NEW RESEARCH has demonstrated that Beta blocker use is associated with delayed motor diagnosis in premanifest Huntington disease (preHD) and slower symptom progression in early motor-manifest Huntington disease (mmHD), highlighting potential therapeutic value.
Huntington disease (HD) is a progressive neurodegenerative disorder characterised by motor, cognitive, and psychiatric symptoms. Identifying treatments that slow its progression is critical for improving patient outcomes. This study investigated whether β-blockers, medications commonly used for cardiovascular conditions, could influence the timing of motor diagnosis onset and the progression of symptoms in preHD and mmHD.
The study analysed data from the Enroll-HD platform, a longitudinal database tracking patients with genetically confirmed HD. Two cohorts were examined: 174 preHD β-blocker users and 174 matched nonusers, as well as 149 mmHD β-blocker users and 149 matched nonusers. β-blocker users had at least one year of uninterrupted therapy. Statistical analyses revealed that preHD β-blocker users had a significantly lower annualised hazard of motor diagnosis compared to nonusers (hazard ratio, 0.66; 95% CI, 0.46-0.94; P = .02). Among mmHD patients, β-blocker users exhibited slower progression in motor (mean difference [MD], −0.45; q = 0.025), cognitive (MD for symbol digit modalities test, 0.33; q = 0.017), and functional capacity (MD, 0.10; q = 0.025) scores compared to nonusers.
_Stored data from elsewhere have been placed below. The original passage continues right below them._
PR #93, opened 2023-10-08
Replace color picker with Pixi.ColorPicker

Arcnor:
This is probably a "personal preference" issue, so feel free to close if you don't think it's useful.

Personally, I think the current color picker is very hard to use, both because of the unordered list of colors as well as the lackluster "advanced" mode, which doesn't even have a way of picking colors using the HSV/HSL spaces. Also you need 2 clicks to access it, which is not good design (again, IMHO).

I've replaced it with a color picker I found that seems to be an improvement over it, albeit probably still not perfect: https://github.com/PixiEditor/ColorPicker/

Gum_NRTsvem42Z

### DIFF
--- a/Gum/Controls/ColorDisplay.xaml.cs
+++ b/Gum/Controls/ColorDisplay.xaml.cs
@@ -12,6 +12,7 @@ using System.Windows.Media;
 using System.Windows.Media.Imaging;
 using System.Windows.Navigation;
 using System.Windows.Shapes;
+using ColorPicker.Models;
 using WpfDataUi;
 using WpfDataUi.DataTypes;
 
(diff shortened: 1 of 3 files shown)


Gum/Controls/ColorDisplay.xaml.cs
```diff
@@ -154,12 +155,17 @@ private void HandlePropertyChange(object sender, PropertyChangedEventArgs e)
...
         }
 
-        private void HandleColorChange(object sender, RoutedPropertyChangedEventArgs<Color?> e)
-        {
+        private void HandleColorChange(object sender, RoutedEventArgs e) {
+            if (!(e is ColorRoutedEventArgs colorArgs)) return;
+
+            var prevColor = (Microsoft.Xna.Framework.Color)InstanceMember.Value;
+
+            var colorPack = (uint)(colorArgs.Color.R | (colorArgs.Color.G << 8) | (colorArgs.Color.B << 16) | (colorArgs.Color.A << 24));
```
Arcnor, line 163: This check is necessary because `Pixi.ColorPicker` seems to fire the `ColorChanged` event multiple times per change (around 8 if I'm not mistaken), which makes the picker painful to use. There might be a better way to solve this, but I'm no WPF developer so I'd appreciate any feedback there.

vchelaru: I'm not too familiar with this picker myself, but if this restricts the spamming of events, then I think it's a good solution. I'll approve it and see how it works.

The findings suggest that β-blockers could have a therapeutic role in HD, delaying motor onset and mitigating symptom progression in the early motor-manifest stage. These results are promising for clinical practice, particularly in incorporating β-blocker therapy for patients with preHD or mmHD. However, as this was an observational study, further randomised controlled trials are required to confirm the therapeutic efficacy and safety of β-blockers in HD. Exploring the underlying mechanisms by which β-blockers reduce symptom progression could also inform future therapeutic strategies.
Katrina Thornber, EMJ
Reference
Schultz JL et al. β-blocker use and delayed onset and progression of huntington disease. JAMA Neurol. 2024;DOI:10.1001/jamaneurol.2024.4108.